WORK TO BE COMPLETED: Among the lines of the records below, count those with the word "seems". Reply with that number alone.

(Stored dataset items)
"""

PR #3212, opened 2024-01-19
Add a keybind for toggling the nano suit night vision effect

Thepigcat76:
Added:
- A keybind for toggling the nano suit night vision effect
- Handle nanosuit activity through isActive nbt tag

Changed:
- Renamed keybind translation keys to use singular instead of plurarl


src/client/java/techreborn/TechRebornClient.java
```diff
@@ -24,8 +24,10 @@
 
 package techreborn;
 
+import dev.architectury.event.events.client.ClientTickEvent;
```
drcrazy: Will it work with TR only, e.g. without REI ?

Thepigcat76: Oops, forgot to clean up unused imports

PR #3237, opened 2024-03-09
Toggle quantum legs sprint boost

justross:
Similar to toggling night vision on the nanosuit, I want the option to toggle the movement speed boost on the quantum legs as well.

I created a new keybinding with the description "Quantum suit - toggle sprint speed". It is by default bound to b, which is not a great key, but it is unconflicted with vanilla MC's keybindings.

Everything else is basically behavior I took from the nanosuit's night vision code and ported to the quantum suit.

"""
"""

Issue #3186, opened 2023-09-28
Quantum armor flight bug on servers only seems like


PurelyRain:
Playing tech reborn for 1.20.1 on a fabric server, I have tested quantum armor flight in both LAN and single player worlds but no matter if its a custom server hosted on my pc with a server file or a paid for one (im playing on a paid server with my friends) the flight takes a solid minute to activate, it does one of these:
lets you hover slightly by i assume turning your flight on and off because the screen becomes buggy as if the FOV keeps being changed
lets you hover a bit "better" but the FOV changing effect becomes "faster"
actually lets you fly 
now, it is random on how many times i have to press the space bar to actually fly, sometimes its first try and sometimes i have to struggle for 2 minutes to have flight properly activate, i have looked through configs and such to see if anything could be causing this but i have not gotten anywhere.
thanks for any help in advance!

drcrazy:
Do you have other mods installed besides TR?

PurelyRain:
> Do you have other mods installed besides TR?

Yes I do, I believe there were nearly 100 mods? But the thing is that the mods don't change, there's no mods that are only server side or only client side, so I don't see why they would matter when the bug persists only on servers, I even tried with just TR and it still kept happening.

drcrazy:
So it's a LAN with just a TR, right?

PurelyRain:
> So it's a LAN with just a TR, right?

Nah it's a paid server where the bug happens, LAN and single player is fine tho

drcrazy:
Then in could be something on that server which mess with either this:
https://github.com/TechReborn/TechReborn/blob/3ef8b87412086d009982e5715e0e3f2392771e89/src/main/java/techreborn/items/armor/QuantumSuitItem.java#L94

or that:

"""
"""

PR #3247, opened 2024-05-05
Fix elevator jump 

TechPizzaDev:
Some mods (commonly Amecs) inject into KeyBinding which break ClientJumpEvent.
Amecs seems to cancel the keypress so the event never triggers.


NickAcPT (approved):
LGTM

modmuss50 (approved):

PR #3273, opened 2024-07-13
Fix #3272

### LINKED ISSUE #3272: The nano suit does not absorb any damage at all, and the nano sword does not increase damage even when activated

"""

TASK RESULT: 2